You can trigger revalidation of a model using xeroctl models revalidate <model-id> or the POST /models/:modelId/revalidate API endpoint. This re-checks model files and updates metadata without re-uploading.

Model Loading

When a model is assigned to an endpoint and a request arrives, the router sends a load request to a compatible backend. The backend auto-configures:

  • Context length -- Auto-detected from model config if not specified.
  • Max sequences -- Auto-calculated based on available resources.
  • Quantization -- Selected based on model size vs available GPU VRAM (see Quantization).

Workload Types

Each model can be tagged with a workload type that describes its primary use case:

Type Description
chat General-purpose conversational models. Default workload type.
code Code generation and completion models.
reasoning Models optimized for chain-of-thought and analytical tasks.
embedding Text embedding models for semantic search and similarity.
multilingual Models with strong multilingual support.

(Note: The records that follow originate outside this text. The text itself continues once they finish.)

PR #127, opened 2018-05-30
Add seperate dsync tool extracted from dcmp

dsikich:
This is still very much a work in progress. There is a lot of
duplicated code that exists in both dsync and dcmp, so work needs
to be done to extract the common code and make it available to both
tools. The dsync tool is functional, but needs heavy refactoring.

### DIFF
--- a/configure.ac
+++ b/configure.ac
@@ -82,6 +82,7 @@ AC_CONFIG_FILES([Makefile                \
                  src/dbcast/Makefile     \
                  src/dchmod/Makefile     \
                  src/dcmp/Makefile       \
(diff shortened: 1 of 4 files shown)


adammoody:
Thanks, @dsikich.  Looks good.  Wow, there is a lot of code in that tool.  Hopefully, we can find a good set of calls to create some common functions.

adammoody:
Looks good to me if you want to merge this.  In that case, we can open another PR once you get into the refactoring.  We can also go ahead and drop the --sync option and related logic from dcmp to simplify that code a bit.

Workload type is used for filtering in the model catalog and does not affect inference behavior or routing.

Quantization

Quantization reduces model size and memory requirements by using lower-precision number formats. Xerotier supports both pre-quantized models and runtime quantization.

Pre-Quantized Models

Some models are distributed with quantization already applied. These models have isPreQuantized: true and include details about the method used:

Field Description
preQuantizationMethod Method used: compressed-tensors, gptq, or awq.
preQuantizationBits Precision: 4 or 8 bits.

Runtime Quantization

If a model does not fit in available GPU memory at full precision, the backend agent can apply runtime quantization automatically. The load acknowledgment includes:

  • appliedQuantization -- The method applied (e.g., "bitsandbytes", "fp8", "bitsandbytes-fp4", "awq", "gptq").
  • quantizationReason -- Why this method was chosen: "native_fits", "pre_quantized", "runtime_quantization", or "cannot_fit".

Runtime quantization is transparent to the user. The model functions the same way, but with slightly reduced precision and memory footprint.

MoE Model Support

Mixture-of-Experts (MoE) models are supported. MoE-specific metadata fields include numExperts (total experts in the model) and numExpertsPerTok (experts activated per token). MoE models can benefit from tuned kernel configurations, configurable via the backend agent's --enable-moe-config flag.